Journey planning, including anticipating how things can go wrong, is the only way to minimize the risks in shipping, White stated. Animal transportation is highly regulated, so shippers cannot make any assumptions about what is or is not required, especially when shipping internationally. Animals will experience some stress in transit, but there are too many variables to precisely control it, White said. When animals are shipped using a commercial carrier, the outside of the container and, rarely, even the animals could become microbiologically contaminated. Occasionally animals will become sick or die during or after transit, which may or may not be the result of errors in the shipping process. Complaining about problems does little to help, while working with the transportation provider to collect and analyze the facts can improve future shipments.
Laboratory animals and biological materials of animal origin will continue to need to be transported both within and between countries, said White. In the United States, many agencies and organizations regulate or otherwise influence this activity, including the U.S. Fish & Wildlife Service (FWS), U.S. Centers for Disease Control and Prevention (CDC), DOT, and U.S. Department of Homeland Security (DHS). In other countries, different agencies and rules apply, and sometimes requirements conflict. Species-specific requirements and prohibitions that are unique to individual countries may also exist. Differences may be as simple as the wording on health certificates or the outright prohibition of transport into or through a country of certain species or biological material.
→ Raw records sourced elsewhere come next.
PR #2966, opened 2025-10-31
feat(packaging): update build config to preserve modules for chunked output [KHCP-18457]

arashsheyda:
# Summary

this PR updates the Vite build config to preserve modules for chunked output + register components globally in Nuxt module

the reason being when the Nuxt module has global components, the builded sourcemap file gets too big if components are not chunked

| Before | After |
|--------|--------|
| Screenshot 2025-10-31 at 11 50 20 AM | Screenshot 2025-10-31 at 10 40 00 AM |

### DIFF
--- a/package.json
+++ b/package.json
@@ -34,7 +34,7 @@
     "build:cli": "rimraf ./bin && tsc --project ./cli/tsconfig.json && chmod u+x ./bin/index.js",
     "build:docs": "vitepress build docs",
     "build:kongponents:umd": "BUILD_UMD=true vite build",
-    "build:kongponents": "pnpm typecheck && vite build && vue-tsc -p './tsconfig.build.json' --emitDeclarationOnly && tsc-alias -p './tsconfig.build.json' && build:kongponents:umd && pnpm build:nuxt",
+    "build:kongponents": "pnpm typecheck && vite build && vue-tsc -p './tsconfig.build.json' --emitDeclarationOnly && tsc-alias -p './tsconfig.build.json' && pnpm build:kongponents:umd && pnpm build:nuxt",
     "build:nuxt": "tsc -p ./tsconfig.build.nuxt.json --outDir dist/nuxt",
     "build:visualize": "cross-env-shell BUILD_VISUALIZER=true vite build -m production",
     "build": "pnpm build:cli && pnpm stylelint && pnpm lint && pnpm build:kongponents && pnpm build:docs",


nuxt/index.ts
```diff
@@ -78,8 +78,8 @@ export default defineNuxtModule<ModuleOptions>({
         name,
         export: name,
         filePath: '@kong/kongponents',
-        // we don't need global registration here
-        global: false,
+        //!IMPORTANT: we must register components as global
```
adamdehaven: nit: explain why

package.json
```diff
@@ -8,7 +8,7 @@
     "url": "https://github.com/Kong/kongponents.git"
   },
   "homepage": "https://kongponents.konghq.com/",
-  "main": "./dist/kongponents.umd.js",
+  "main": "./dist/kongponents.cjs",
```
adamdehaven, line 11: issue: this would be a breaking change

package.json
```diff
@@ -20,7 +20,7 @@
     ".": {
       "types": "./dist/types/index.d.ts",
       "import": "./dist/kongponents.es.js",
-      "require": "./dist/kongponents.umd.js"
+      "require": "./dist/kongponents.cjs"
```
adamdehaven, line 23: issue: this would be a breaking change

vite.config.ts
```diff
@@ -50,7 +50,14 @@ export default defineConfig({
...
         entry: path.resolve(__dirname, 'src/index.ts'),
         name: 'Kongponents',
-        fileName: (format) => `kongponents.${format}.js`,
+        fileName: (format) => {
+          if (format === 'cjs') {
+            return 'kongponents.cjs'
+          } else {
+            return `kongponents.${format}.js`
+          }
+        },
```
adamdehaven, line 64: issue: this would be a breaking change

arashsheyda: do you mean we don't want this or use `!` in the commit 😄 ?

adamdehaven: We cannot change the exported file names/extensions.

arashsheyda: UMD and IIFE output formats are not supported for code-splitting builds

adamdehaven: Then you can add a _new_ format, but cannot change the existing

adamdehaven: Or... use the new format, and replace the existing filename but only if it is non-breaking for any existing supported usage pattern

package.json
adamdehaven, line 11: https://jsfiddle.net/r672om8t/

issue: The CDN example on the docs site no longer works

nuxt/index.ts
```diff
@@ -78,8 +78,8 @@ export default defineNuxtModule<ModuleOptions>({
         name,
         export: name,
         filePath: '@kong/kongponents',
-        // we don't need global registration here
-        global: false,
+        //!IMPORTANT: we must register components as global because the nuxt app might be using packages that rely on kongponents being global (e.g., @nuxt/content, @kong-ui-public/analytics-chart, ...)
```
adamdehaven:
```suggestion
        //!IMPORTANT: we must register components as global because the Nuxt app might be using packages that rely on Kongponents being globally available
```

vite.config.ts
```diff
@@ -64,7 +76,11 @@ export default defineConfig({
             'vue-router': 'VueRouter',
           },
         exports: 'named',
+        preserveModules: isUMDBuild ? false : true,
+        preserveModulesRoot: isUMDBuild ? undefined : 'src',
+        inlineDynamicImports: isUMDBuild ? true : false,
       },
+      preserveEntrySignatures: 'strict',
```
adamdehaven, line 84: Can you explain in the PR comments here why this is needed?

package.json
```diff
@@ -33,7 +33,8 @@
   "scripts": {
     "build:cli": "rimraf ./bin && tsc --project ./cli/tsconfig.json && chmod u+x ./bin/index.js",
     "build:docs": "vitepress build docs",
-    "build:kongponents": "pnpm typecheck && vite build && vue-tsc -p './tsconfig.build.json' --emitDeclarationOnly && tsc-alias -p './tsconfig.build.json' && pnpm build:nuxt",
+    "build:kongponents:umd": "pnpm typecheck && BUILD_UMD=true vite build && vue-tsc -p './tsconfig.build.json' --emitDeclarationOnly && tsc-alias -p './tsconfig.build.json'",
```
adamdehaven: We shouldn't need to build all the types again, etc. Will something like this work instead?
```suggestion
    "build:kongponents:umd": "BUILD_UMD=true vite build",
```

package.json
```diff
@@ -33,7 +33,8 @@
...
+    "build:kongponents": "pnpm typecheck && vite build && vue-tsc -p './tsconfig.build.json' --emitDeclarationOnly && tsc-alias -p './tsconfig.build.json' && pnpm build:nuxt && pnpm build:kongponents:umd",
```
adamdehaven:
```suggestion
    "build:kongponents": "pnpm typecheck && vite build && vue-tsc -p './tsconfig.build.json' --emitDeclarationOnly && tsc-alias -p './tsconfig.build.json' && pnpm build:kongponents:umd && pnpm build:nuxt",
```

package.json
arashsheyda: it's fixed now.

https://jsfiddle.net/r672om8t/

adamdehaven (approved):
lgtm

In response to adverse transportation events, pressure from nongovernmental organizations, and a better understanding of animal needs and improved transportation practices, new regulations are continuously developed, which adds additional complexity to an already elaborate process, White noted. Increasing documentation, licensing, certification, and inspection requirements have added to the cost and time required for each shipment, which can be compounded by inconsistent interpretation of the requirements.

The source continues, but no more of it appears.